Además, no solo se trata de fraudes intencionados. Las conclusiones de un trabajo pueden verse también distorsionadas por sesgos propios de quienes la realizan, como los de confirmación (ver solo aquellos datos que parecen confirmar la idea previa del investigador), los ideológicos, o los motivados por conflictos de intereses que comprometen la necesaria objetividad. Y a la vez, hay ciencia que no cumple los requisitos establecidos por el método científico y sus sistemas de validación, a la vez que la presión por publicar lleva a que vean la luz trabajos sin demasiado interés, con el caso extremo de reconocidos científicos que llegan a caer en afirmaciones pseudocientíficas o que no resisten ningún análisis mínimamente racional.


Y luego están las prácticas que, simplemente, son inaceptables desde el punto de vista ético, como los experimentos con humanos, los realizados en países pobres y con un menor control por parte de las instituciones, los experimentos con animales que no respetan las cada vez más exigentes condiciones establecidas por los acuerdos internacionales sobre la ética y dignidad animales, o las nuevos retos que ofrecen campos de vanguardia que se adentran en territorios hasta ahora inexplorados y de enormes consecuencias, como todos los referidos a la genética o la inteligencia artificial.
Frente a todos estos problemas, la buena noticia es que se está produciendo una reacción que busca racionalizar la gestión de la ciencia, atacar los problemas de discriminación y de ética, aumentar la transparencia y promover una ciencia ciudadana en la que el público puede participar en procesos como el de la recogida de datos.
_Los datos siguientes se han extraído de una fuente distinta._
PR #58, opened 2019-01-09
Rcc improvements

aurelj:
- support for HSE
- support for setting AHB, APB1 and APB2 frequency
- code cleanup

### DIFF
--- a/src/rcc.rs
+++ b/src/rcc.rs
@@ -15,6 +15,7 @@ impl RccExt for RCC {
     fn constrain(self) -> Rcc {
         Rcc {
             cfgr: CFGR {
+                hse: None,
                 hclk: None,
                 pclk1: None,
                 pclk2: None,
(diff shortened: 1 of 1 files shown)


aurelj:
Not at all.
But I just noticed the PR from @albru123... Not sure what to do now...

Oh, and the failure is due to the PPRE1 vs PPRE2 type alias. Locally I have some patches on top of this using #![feature(type_alias_enum_variants)] which fixes this (but is not supported on stable for now). But it would be quite easy (but uglier) to go back from PPRE* variants to plain bits for now, to avoid this issue.

therealprof:
#57 looks large but it's mostly refactoring and adding a few small bits around `PLLQ`. I think yours is more polished and we can easily add the other bits...

aurelj:
OK.

Issue fixed by using bits instead of variants for PPRE*, without changing anything else so that it is trivial later on to switch back to variants (when #![feature(type_alias_enum_variants)] will be available in stable).

albru123:
Looks better than mine (#57) for sure, but I would probably do some refactoring, so `freeze()` isn't that long.
I can _try_ do it once it's merged if you want.

PR #65, opened 2019-01-20
Add accessor for the uart status register (sr)

timbod7:


timbod7:
Hmmm. This builds with:

```
cargo build --target thumbv7em-none-eabi --features stm32f405,rt
```
but not with:
```
cargo build --target thumbv7em-none-eabi --features stm32f412,rt
```

Do you normally test with each feature flag?

timbod7:
> This crate is supposed to be a Hardware Abstraction Layer...

The HAL traits are `embedded_hal::serial::Read` and  `embedded_hal::serial::Write`, pretty much everything else in this file is to support implementing those. The issue with the current approach is that, if you want to use those traits, you lose access to all of the underlying non-abstract features (like interrupts, status etc). Hence the Serial type already exposes non-abstract features like interrupts (via `listen` and `unlisten`). Added access to the status register seemed to fit this pattern. 

But, I'd be fine with adding individual flags for is_idle(), is_rxne(), is_txe() if that approach is preferred.

timbod7:
PR updated. Access to 3 status bits is all I need (corresponding to the 3 event types). The implementation is much simpler.

aurelj:
Now this looks good to me.
I would personally prefer function names that are not specific to stm32 MCU, such as `is_data_available()` instead of `is_rxne()` and `is_space_available()` instead of `is_txe()`, but I would like to here other opinions about this.

therealprof:
@aurelj I agree about the naming. I would even go so far as to try to generalise this and propose a new trait for `embedded-hal`.

timbod7:
> I would personally prefer function names that are not specific to stm32 MCU

> I agree about the naming

The names I chose correspond to the existing event enum:

```
/// Interrupt event
pub enum Event {
    /// New data has been received
    Rxne,
    /// New data can be sent
    Txe,
    /// Idle line state detected
    Idle,
}
```

I think it makes sense to be consistent with this as the accessor functions are for discovering which event has occurred.

Are you suggesting that the enum should change also?

aurelj:
> I think it makes sense to be consistent with this as the accessor functions are for discovering which event has occurred.

It indeed makes sense.

> Are you suggesting that the enum should change also?

I would say so.

timbod7:
My preference would be to keep the even names consistent with the names of the underlying stm interrupts. I think this will reduce confusion for users - and it seems unlikely that this library will be used for non stm processors in the short term...

 But this is not my project - I'm happy to change to whatever names @therealprof  prefers.

timbod7:
One comment. The title of this library is "A Rust embedded-hal HAL for all MCUs in the STM32 F4 family". Given that, it seems preferable (and often unavoidable) to have STM32 specific naming within it, as anyone using this library should be familiar with STM processors.

Abstracted functions, names types and traits belong in the higher level  https://github.com/rust-embedded/embedded-hal project.

therealprof:
@timbod7 I haven't checked in detail whether it is feasible to use more general names. As I said, users of other hardware might have similar needs and thus if there's a chance to turn it into a more general trait. Having it in form of a trait which can be implemented has the big advantage that this can be used in universal drivers which run across a multitude of MCUs and hence is preferable to a vendor specific naming.

aurelj:
I still think more generic names would be better, but to be really useful this has to be done at the embedded-hal level. I hope this will be done at some point, but in the meantime I think it is better to merge this PR, which provide a useful feature, rather than leaving it floating around for a long time.

So unless @therealprof  disagrees about this, I will merge it soon.

therealprof:
@aurelj Fully agree with everything you said.

aurelj:
Merged ! Thanks for keeping up with our requests.

PR #103, opened 2019-07-18
gpio: update to digital::v2 traits from the now deprecated v1 traits

aurelj:


therealprof:
Not quite what I had in mind but sure, let's break the world. 😅

aurelj:
Not sure what you had in mind ?

Looking at other repo, it seems it was done in the exact same way:
https://github.com/stm32-rs/stm32f3xx-hal/commit/5985970194334626a06e5d28303c75ad884c1505
https://github.com/stm32-rs/stm32l0xx-hal/commit/d27f6823408197bec39c494f3a6b586ca962c11a

Yes, this breaks the world, and will require a version bump at next release. This has to be done at some point anyway... And digital::v1_compat can be used in projects that want to update their dependencies with minimal changes.

PR #112, opened 2019-10-19
Add method for clearing TIMx interrupt flags

FLamparski:
When a TIM interrupt fires, it needs to be cleared, otherwise it will immediately retrigger. This patch adds a HAL method to do so, removing the need for unsafe low-level access.

Example:

```rust
/// This variable holds a reference to TIM2, which will be accessed in the ISR in order
/// to clear the interrupt flag.
static TIMER_TIM2: Mutex<RefCell<Option<Timer<stm32::TIM2>>>> = Mutex::new(RefCell::new(None));

fn main () -> ! {
    // ... setup skipped ...
    let mut timer = Timer::tim2(dp.TIM2, 1.khz(), clocks);
    timer.listen(Event::TimeOut);
    // Store the timer reference in the global variable
    free(|cs| *TIMER_TIM2.borrow(cs).borrow_mut() = Some(timer));
}

#[interrupt]
fn TIM2() {
    free(|cs| {
        // Access the global timer reference and clear the timer interrupt
        if let Some(ref mut tim2) = TIMER_TIM2.borrow(cs).borrow_mut().deref_mut() {
            tim2.clear_interrupt(Event::TimeOut);
        }
    })
}
```

### DIFF
--- a/CHANGELOG.md
+++ b/CHANGELOG.md
@@ -15,6 +15,7 @@ and this project adheres to [Semantic Versioning](http://semver.org/).
 ### Added
 
 - Implemented `Qei` trait
+- Implemented `clear_interrupt()` method for TIM timers
 
 ## [v0.5.0] - 2019-04-27
 
--- a/src/timer.rs
+++ b/src/timer.rs
@@ -177,11 +177,27 @@ macro_rules! hal {
                 }
 
                 /// Starts listening for an `event`
+                ///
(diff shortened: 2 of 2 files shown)


FLamparski:
Thanks for merging. When do you think this will be released?

therealprof:
I can do it right now.

FLamparski:
That would be lovely!

therealprof:
https://crates.io/crates/stm32f4xx-hal

PR #113, opened 2019-10-20
Add some examples

FLamparski:
One thing that's bothered me about this crate was the lack of examples - so here are some.

* **delay-blinky** is from https://github.com/FLamparski/stm32f446-blinky
* **ssd1306-image** is from https://github.com/FLamparski/stm32f446-oled-test
* **stopwatch-with-ssd1306-and-interrupts** is from https://github.com/FLamparski/rusted-brains-stopwatch

They were all developed on the Nucleo F446RE board.


therealprof:
Great stuff, thanks. Just for reference, there're more crates with examples, like https://github.com/stm32-rs/stm32f407g-disc and https://github.com/stm32-rs/stm32f429i-disc but it's certainly good to have some directly in the HAL impl crate.

FLamparski:
Note that while the examples here pass _compilation_, the two examples with ssd1306 won't link because they're too big. Should I just bump the defaults in memory.x or do you want to keep that file as conservative as possible?

therealprof:
You mean it doesn't link in debug mode? That's fine. I would assume that 64kB should be enough for release mode.

PR #114, opened 2019-10-22
Fix clear_interrupt_pending_bit()

Windfisch:
According to RM0090 12.3.6, a "bit is cleared by programming it to 1".

I have compiled, but not tested this on stm32f4xx. However, I found this issue while porting the ExtiPin trait to stm32f1xx. I have tested this change on my stm32f1xx-hal working copy.

See also https://github.com/stm32-rs/stm32h7xx-hal/pull/41


therealprof:
Well, I missed it, but the current code will clear all set bits but here's the kicker, the one used in the PR is not quite right as well since`modify()` does a read-modify-write operation while what you want is to do in an explicit and unconditional `write()`.

Windfisch:
> Please use `write()` instead of `modify()`.

fixed; also, I removed the &mut EXTI reference from the method signature, because it is unneccessary.

Issue #99, opened 2019-05-21
The I2c driver does not check/set open_drain


korken89:
Hi,

I was having issues with the I2c and it turned out to be that I had not done `set_open_drain()` on the pins.

There should be a check, or that the I2c should set this - as missing this does not produce a compile error and it can in worst case burn a slave when the master holds the bus high and the slave wants to ACK the address.
As it is now should be considered a design error as it can cause irreparable damage to a system without (compile-time/run-time) warning.

BR Emil

therealprof:
There're many ways to destroy your hardware by improper use, even by use of software and there's nothing one can do about it. In this particular case we could probably address it and I wouldn't object to having a compile time error if someone doesn't put the pin in the right state for I2C operation.

Any takers to create a PR? 😉

VersBinarii:
I would love to help with this but i would be grateful for some guidance as i'm not exactly sure how to implement this as a compile-time check.

therealprof:
@VersBinarii There're a few different ways to address this. I haven't looked into the details so I'm just citing from the top of my head.

- First idea: We're already using type states to make sure that when we hand a GPIO pin over to the I2C initialisation it is in the correct mode. One of the possible ways to address this would be to extend the type states to not only include the alternate function assignment but also the pin drive mode.
- Second idea: We could simply initialise the pin correctly in the I2C initialisation, since we have full control over the pin at that point and other drive modes do make make too much sense for I2C operation.

So the first idea would be the option where the compiler checks the state for us, disadvantage: More fiddly code to handle for the maintainers of the crate. The second idea is where we simply do the right thing(tm) behind the users back, disadvantage: Might require more input parameters to implement safely.

VersBinarii:
@therealprof Yes, i though about the second approach as well because it seemed to me that the first approach would become a bit messy. I also didn't see this being done in any other HALs i saw.

I just thought that the compile time check would be more Rusty and therefore preferable.

bfrog:
It seems like if your are setting the pin for an alternative function (i2c) the crate should appropriately setup the pin drive mode for you for that alternative function with a sensible default. I ran into this myself, and its less than obvious from the API that it's up to me to set that up appropriately.

Saying that I think the second option would be my preferred take on this.

therealprof:
@bfrog Mind trying a PR to implement this?

bfrog:
@therealprof I'll try to find some time tomorrow to do this

therealprof:
[...]

PR #120, opened 2019-12-20
Fix examples, test them in CI

### LINKED ISSUE #116: Adjust CI to also compile examples
As witnessed by #115 we're not catching API changes since we're not building our examples in CI.

jamwaffles:
Tested on an STM32F411 Nucleo dev board.

Solution found in #99 to get the examples to actually show something on the display. The Travis command to test the examples should obviously be folded into the Python check script - can someone help me do that? I have zero Python knowledge.

Closes #116 

Cc jamwaffles/ssd1306#100

### DIFF
--- a/.travis.yml
+++ b/.travis.yml
@@ -17,4 +17,6 @@ matrix:
 install:
   - rustup target add thumbv7em-none-eabihf
 
-script: tools/check.py $COMMAND
+script:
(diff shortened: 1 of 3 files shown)


therealprof:
Just noticed that some squashing would have been a good idea.  🤷🏻‍♂️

La clave, en definitiva, pasa por bajar la marcha, y desarrollar una ciencia menos esclava de la necesidad de resultados positivos inmediatos.
“Las buenas noticias”, concluyen los autores, es que han sido diversos agentes, individuales, colectivos e institucionales, del propio sistema quienes han identificado los males y han empezado a poner y a aplicar remedios. Porque, efectivamente, los males de la ciencia tienen remedio. Y es muy bueno que así sea”.